Aspects to achieving good posture – In Summary

  • Good muscle flexibility
    • If you are tight in any postural area, this will limit your ability to get into the right posture and more importantly maintain good posture (if it is hard work getting your body into this position then it will be very difficult to maintain this position for any extended time).


  • Normal motion in the joints
    • This is similar to point 1, if you have limited ROM (Range of Motion) in your neck, shoulder or lower back/hip joints then it is also going to be difficult to firstly get into a correct postural position and all but impossible to maintain this position over an extended time.


  • Strong postural muscles
    • This is the key aspect of good posture, and there are two key parts to this aspect of posture:
      • Muscle Strength
        • You must develop all postural muscles such that they have the strength to be able to place your body in the correct postural position.
      • Muscle Endurance
        • Once you have the basic strength, you must then train your postural muscles to be able to contract isometrically (tension but no movement) for long time periods (this takes a lot of work to be able to do this in both a standing and seated situation).


  • A balance of muscles on both sides of the spine
    • Any imbalance b/w front/back, side to side, upper/lower musculature may result in it being difficult to firstly get into the correct posture and secondly be able to maintain this body position for any time.


  • Awareness of your own posture, plus awareness of proper posture which leads to conscious correction.
    • This is key – you will find early on that many of your postural muscles will fatigue very quickly (within minutes of you holding the correct position).
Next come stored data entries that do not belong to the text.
PR #9748, opened 2026-05-30
LibWeb: Position gradient color stops that carry a transition hint but no explicit position

bdr99:
This fixes an issue where a linear gradient with a transition hint between two otherwise-unpositioned color stops rendered with a hard color jump. The auto-positioning loop in resolve_color_stop_positions was skipping past the stop that ended the run. When that stop carried only a transition hint (and no resolved position of its own), it acted as a positional anchor for the preceding run but was then never given a position itself, leaving its position as NaN and collapsing the hint to 0 downstream.

The fix was to resume the loop from that stop so it is used as the beginning of the next run and gets evenly spaced against the following anchor.

The issue can be seen at https://esbuild.github.io/gradient-tests/ (example 6 on the page).

Before:

image

After:

image

Also added a screenshot test to verify the fix.


gmta:

PR #9749, opened 2026-05-30
LibWeb: Clear detached rendering state on removal

awesomekling:
This fixes memory growth seen when repeatedly switching between the Conversation and Commits tabs on GitHub pull requests.

The main issue was that detached DOM/layout state could keep expensive rendering data alive after it no longer participated in layout. This now clears paintables when layout nodes detach and clears cached computed style from elements when they leave the tree, including synthetic pseudo-elements.


Libraries/LibWeb/DOM/Element.h
```diff
@@ -390,6 +390,7 @@ class WEB_API Element
     bool has_synthetic_pseudo_elements() const;
     void clear_synthetic_pseudo_element_layout_nodes(Badge<Layout::TreeBuilder>) { clear_synthetic_pseudo_element_layout_nodes(); }
     void clear_synthetic_pseudo_element_layout_nodes(Badge<Document>) { clear_synthetic_pseudo_element_layout_nodes(); }
+    void clear_synthetic_pseudo_element_layout_nodes(Badge<Node>) { clear_synthetic_pseudo_element_layout_nodes(); }
```
tcl3: nit: Could this be done with a template: `template<OneOf<Layout::TreeBuilder, Document, Node> T>`?

PR #9750, opened 2026-05-30
LibWeb: Preserve CryptoKey algorithm types during serialization

shannonbooth:
CryptoKey structured serialization was cloning the internal algorithm slot as a generic JS object. After deserialization, WebCrypto operations such as exportKey() expected the slot to still be a native KeyAlgorithm subclass and crashed when downcasting it.

Serialize the stored key algorithm with an explicit tag and reconstruct the appropriate KeyAlgorithm subclass during deserialization. Also keep EC private-key serialization aligned by encoding nested public keys as EC public-key payloads rather than tagged top-level handles.


shannonbooth:
Fixes 38 WPT crashes 😅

You should try to follow these tips to help in integrating good posture into every aspect of your day to day life:
      • When ever you stand up – think about lifting your chest up, shoulders back and contracting your core (activating your TA – belly button to spine).
      • When you have to stand for any extended period, try not to place your weight on one side, stand evenly balanced, and focus on not letting your head or shoulders drop forward (the natural tendency).
        • Your postural muscles will fatigue quicker if you are completely stationary for long periods, so regularly shift your weight from one foot to the other when standing for a sustained periods. Alternatively, stand in a walk-stand position and rock your weight from your front to back foot.


  • When you plan on sitting (the hardest position to maintain good posture), you should try to focus on these several tips:
    • Sit up right in your chair (don’t lean back against the back rest if you have one). If you are going to use your back rest, then ensure it is vertical/upright so that you don’t lean back – the back rest is just assisting in you keeping your lower back straight.
    • Push your butt firmly against the back of the seat and make sure that your feet can touch the ground which will make it easier for you to maintain a neutral pelvic position.
    • Focus on keeping your lower back straight and chest high if you are working on your computer.
    • This is a very difficult position to hold, so I would recommend that you get up from your seat very regularly to walk around for a minute or so – this will give all these postural muscles time to relax/recover before you re-sit and repeat.


Good Posture is a sign of a healthy musculoskeletal system. Make it a worthwhile task of developing a strong posture to maximise your functional health as you age.